Top of Source information
PR #77, opened 2019-05-09
Improvements to papertrail liveness probe

robscott:
This liveness probe appears to be behaving at least somewhat better than the previous one.


sudermanjr (approved):
Sounds good to me.

PR #80, opened 2019-05-20
[incubator/fluentd] Papertrail improvements

coreypobrien:
- Fix logic for livenessprobe
- Fix configuration to use configured hostname/port
- Make sure to pass in hostname of node for non-kubernetes logs
- Use the actual hostname in combination with the clustername for non-kubernetes logs
- All records needs a hostname not just audit logs

### DIFF
--- a/incubator/fluentd/templates/daemonset.yaml
+++ b/incubator/fluentd/templates/daemonset.yaml
@@ -49,7 +49,7 @@ spec:
               fi; if [ -z "$(ls -A /var/log/fluentd-buffers-papertrail)" ]; then
                 echo "/var/log/fluentd-buffers-papertrail is empty. There are no buffers...I think that is good?";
Bottom of Source information
→ **Exercise description**: Would you repeat all of the data above, word for word?

→ **Solution to the problem**:
PR #77, opened 2019-05-09
Improvements to papertrail liveness probe

robscott:
This liveness probe appears to be behaving at least somewhat better than the previous one.


sudermanjr (approved):
Sounds good to me.

PR #80, opened 2019-05-20
[incubator/fluentd] Papertrail improvements

coreypobrien:
- Fix logic for livenessprobe
- Fix configuration to use configured hostname/port
- Make sure to pass in hostname of node for non-kubernetes logs
- Use the actual hostname in combination with the clustername for non-kubernetes logs
- All records needs a hostname not just audit logs

### DIFF
--- a/incubator/fluentd/templates/daemonset.yaml
+++ b/incubator/fluentd/templates/daemonset.yaml
@@ -49,7 +49,7 @@ spec:
               fi; if [ -z "$(ls -A /var/log/fluentd-buffers-papertrail)" ]; then
                 echo "/var/log/fluentd-buffers-papertrail is empty. There are no buffers...I think that is good?";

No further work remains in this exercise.